The component is adhered, with an additional component, into an assembly and can be subjected to cataphoretic painting. Here also the otherwise conventional sealing of the assembly can be dispensed with.

The inventive process and the inventive assembly have proven themselves, in the embodiments according to the above described examples, as particularly suited for corrosion protection in the automobile industry. In particular thereby also substantial advantages with regard to processing time can be achieved.

The invention is not limited to the above described illustrative examples, but rather is broadly applicable.

Thus for example the topographic changes can be introduced after positioning of the components relative to each other in a so called “pass through” or “shoot through” mode of the laser scanner in one or more components of the assembly. Thereby a further process acceleration can be achieved.

In this “shoot through” mode the topographical changes are produced on the side of the component opposite to the laser beam.

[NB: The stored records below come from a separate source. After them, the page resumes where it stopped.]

PR #3470, opened 2026-07-10
Prevent deterministic MuJoCo test leakage

### LINKED ISSUE #3420: Flaky test: test_mujoco_hydroelastic_penetration_depth_cuda_0
This GPU test failed in the merge queue, while the later combined queue head passed the same required GPU suite.

Failing job: https://github.com/newton-physics/newton/actions/runs/29010354462/job/86104250152

```text
test_mujoco_hydroelastic_penetration_depth_cuda_0
AssertionError: np.float32(0.5426573) not greater than 1.0 : Case 0: ratio 0.543 too low (measured=0.000081, expected=0.000150)
```

Investigate the instability and make the test outcome reliable.

### LINKED ISSUE #3421: Flaky test recurrence: test_stacked_small_primitive_cubes_hydroelastic_mujoco_warp_cuda_0
This previously tracked flaky test failed again in the merge queue. #1620 was closed after extended clean testing with a request to open a new issue if it recurred.

Failing job: https://github.com/newton-physics/newton/actions/runs/29010354462/job/86104250152

```text
test_stacked_small_primitive_cubes_hydroelastic_mujoco_warp_cuda_0
AssertionError: Unexpected output:
'Module _friction_dof__locals__kernel_88836a0e 88836a0 load on device 'cuda:0' took 0.81 ms  (cached)
...
nefc overflow - please increase njmax to 560
nefc overflow - please increase njmax to 552
nefc overflow - please increase njmax to 552
nefc overflow - please increase njmax to 552'
```

Investigate why this output intermittently escapes the test and make the test reliable.

mzamoramora-nvidia:
## Description

Prevent deterministic MuJoCo-Warp test configuration from affecting later
hydroelastic tests in the same Python process.

`test_mujoco_sparse_articulation_construction_cuda_0` opts into deterministic
MuJoCo-Warp execution. Warp and MuJoCo-Warp retain generated kernels and GPU
runtime state at process scope, so this configuration can affect tests that
run afterward. Depending on test ordering, the hydroelastic tests then use
the contaminated solver state and fail with incorrect penetration depth and
repeated `nefc overflow` messages.

This PR:

- Runs only the deterministic sparse-articulation test in a subprocess, so
  its generated kernels and runtime state are discarded when the test exits.
- Explicitly configures the affected hydroelastic solvers with
  `DeterministicMode.NOT_GUARANTEED`. Without this argument, `SolverMuJoCo`
  inherits `wp.config.deterministic`.
- Keeps the hydroelastic tests in the normal test process and does not isolate
  other deterministic MuJoCo tests.

This is a test-only change and does not modify production solver behavior.

Closes #3420.
Closes #3421.

## Checklist

- [x] The documentation is up to date with these changes (no documentation changes required)
- [x] `CHANGELOG.md` has been updated (not applicable; no user-facing change)

## Test plan

Run the deterministic sparse-articulation test immediately before the two
affected hydroelastic tests:

```bash
uv run --no-sync -m newton.tests \
  -k test_mujoco_sparse_articulation_construction_cuda_0 \
  -k test_mujoco_hydroelastic_penetration_depth_cuda_0 \
  -k test_stacked_small_primitive_cubes_hydroelastic_mujoco_warp_cuda_0 \
  --strict-warnings \
  --no-cache-clear \
  --serial-fallback
```

Results over 10 independent runs:

| Revision | Passed | Failed |
| --- | ---: | ---: |
| `main` | 0 | 10 |
| This PR | 10 | 0 |

On `main`, both hydroelastic tests failed in every run and produced roughly
2,986-2,998 `nefc overflow` messages per run. Running the two hydroelastic
tests without the preceding deterministic test passed, confirming that the
failure depends on process-local deterministic state.

Additional verification:

```bash
uvx pre-commit run -a
```

## Bug fix

**Steps to reproduce:**

1. Check out `main`.
2. Run the three-test command above in one Python process.
3. Observe that the deterministic test passes.
4. Observe that both subsequent hydroelastic tests fail:
   - The penetration-depth ratio is approximately `0.54`, below the required
     minimum of `1.0`.
   - The stacked-cubes test reports repeated `nefc overflow` output.

Although the failures appear flaky in CI because they depend on test ordering,
the ordered reproduction above failed in 10 out of 10 local runs.

## Summary by CodeRabbit

* **Tests**
  * Improved determinism test isolation by running checks in independent processes.
  * Reduced cross-test interference from persisted runtime state.
  * Standardized failure reporting with captured subprocess output.
  * Expanded consistent isolation across particle, articulation, and sparse construction determinism checks.

### DIFF
--- a/newton/tests/determinism/test_solver_determinism.py
+++ b/newton/tests/determinism/test_solver_determinism.py
@@ -121,7 +121,7 @@ def _build_branching_articulation(device):
     return model
 
 
-def test_mujoco_sparse_articulation_construction(test, device):
+def _check_mujoco_sparse_articulation_construction(device):
     with wp.ScopedDevice(device):
         builder = newton.ModelBuilder(gravity=0.0)
         newton.solvers.SolverMuJoCo.register_custom_attributes(builder)
@@ -146,7 +146,30 @@ def test_mujoco_sparse_articulation_construction(test, device):
         )
 
         solver.step(state_in, state_out, model.control(), None, 1.0 / 240.0)
-        test.assertTrue(np.isfinite(state_out.joint_q.numpy()).all())
+        if not np.isfinite(state_out.joint_q.numpy()).all():
+            raise AssertionError("MuJoCo sparse articulation produced non-finite joint coordinates")
+
+
+def test_mujoco_sparse_articulation_construction(test, device):
+    # MJWarp and Warp keep generated kernels and GPU runtime state globally.
+    # Keep this deterministic configuration test isolated from later simulations.
+    code = (
+        "from newton.tests.determinism.test_solver_determinism "
+        "import _check_mujoco_sparse_articulation_construction; "
+        f"_check_mujoco_sparse_articulation_construction({str(device)!r})"
+    )
+    result = subprocess.run(
+        [sys.executable, "-c", code],
+        capture_output=True,
+        text=True,
+        timeout=600,
+        check=False,
+    )
+    test.assertEqual(
+        result.returncode,
+        0,
+        f"MuJoCo sparse articulation subprocess failed\nstdout:\n{result.stdout}\nstderr:\n{result.stderr}",
+    )
 
 
 def _make_articulation_solver(model, solver_name):
--- a/newton/tests/determinism/test_solver_determinism.py
+++ b/newton/tests/determinism/test_solver_determinism.py
@@ -1,6 +1,7 @@
 # SPDX-FileCopyrightText: Copyright (c) 2026 The Newton Developers
 # SPDX-License-Identifier: Apache-2.0
 
+import os
 import subprocess
 import sys
 import unittest
@@ -10,6 +11,7 @@ import numpy as np
 import warp as wp
 
 import newton
+import newton.tests.unittest_utils
 from newton._src.solvers.semi_implicit import kernels_particle as semi_implicit_particle_kernels
 from newton._src.solvers.solver import _set_module_options_if_changed
 from newton._src.solvers.vbd import particle_vbd_kernels, vbd_coupling_kernels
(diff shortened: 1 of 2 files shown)


adenzler-nvidia:
I have a warp fix in flight for this one, but we should probably still merge this PR.

newton/tests/determinism/test_solver_determinism.py
```diff
@@ -146,7 +146,30 @@ def test_mujoco_sparse_articulation_construction(test, device):
...
+        "import _check_mujoco_sparse_articulation_construction; "
+        f"_check_mujoco_sparse_articulation_construction({str(device)!r})"
+    )
+    result = subprocess.run(
+        [sys.executable, "-c", code],
+        capture_output=True,
+        text=True,
+        timeout=600,
+        check=False,
+    )
```
eric-heiden: 🔵 This child process does not inherit the strict warning policy installed by `unittest_parallel.py`. Under CI, a warning raised while constructing or stepping `SolverMuJoCo` is only captured in `stderr`, so the command can still return 0 even though the previous in-process test would fail. Please mirror the existing subprocess tests by clearing ambient `PYTHONWARNINGS` and, when `newton.tests.unittest_utils.strict_warnings` is enabled, passing the strict warning flags or environment into `subprocess.run`.

newton/tests/test_hydroelastic.py
```diff
@@ -41,16 +41,22 @@ class ShapeType(Enum):
...
+    return newton.solvers.SolverMuJoCo(
         model,
         use_mujoco_cpu=False,
         use_mujoco_contacts=False,
         njmax=500,
         nconmax=200,
         solver="newton",
         ls_iterations=100,
-    ),
+        deterministic=wp.DeterministicMode.NOT_GUARANTEED,
```
eric-heiden: 🟠 Could we remove this opt-out and instead isolate every test that enables deterministic mode in a subprocess? `SolverMuJoCo` defaults to `None`, so this matches the normal fresh-process default but differs when an earlier test has changed `wp.config.deterministic`. That masks the leak in these hydroelastic regressions and removes coverage of inherited deterministic mode both here and in the penetration-depth constructor below. Keeping the hydroelastic tests on the default and moving all deterministic MuJoCo tests into subprocesses addresses the process-wide kernel/config leakage at its source; if explicit deterministic hydroelastic coverage is needed, consider adding isolated `RUN_TO_RUN` variants.

eric-heiden:
I should have moved these determinism tests always to a subprocess, can we do this in this PR? Just to be safe, because kernels will be compiled in determinism mode within the same process and reused even in tests that don't want that.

If an assembly is required to have large hollow spaces, then by suitable introduction of holes or gullies in one or more components or their contact areas an escape of excess paint can be ensured.

Thereby on the one hand a comprehensive corrosion protection with low expenditure of paint is assured and on the other hand it is avoided that in later employment in the real world water can collect in these hollow spaces.

Claims

1. A process for corrosion protection of an assembly of joined conductive components by cataphoretic painting, comprising:

producing topographic changes projecting from a surface of at least one component at a predetermined contact area of the joint components,

joining components into the assembly such that the components are spaced apart by the projecting topographic changes in such a manner that during the cataphoretic painting paint wets entire surface of the assembly, and

cataphoretic painting the assembly.

2. The process for corrosion protection according to claim 1, wherein the topographic changes are produced on the at least one component surface by laser scanning.

3. The process for corrosion protection according to claim 2, wherein the laser scanning is carried out by a laser scanner device guiding a laser beam moving transversely and longitudinally over processing surfaces within the contact area.

4. The process according to claim 3, wherein the laser beam moves circularly over processing surfaces within the contact area.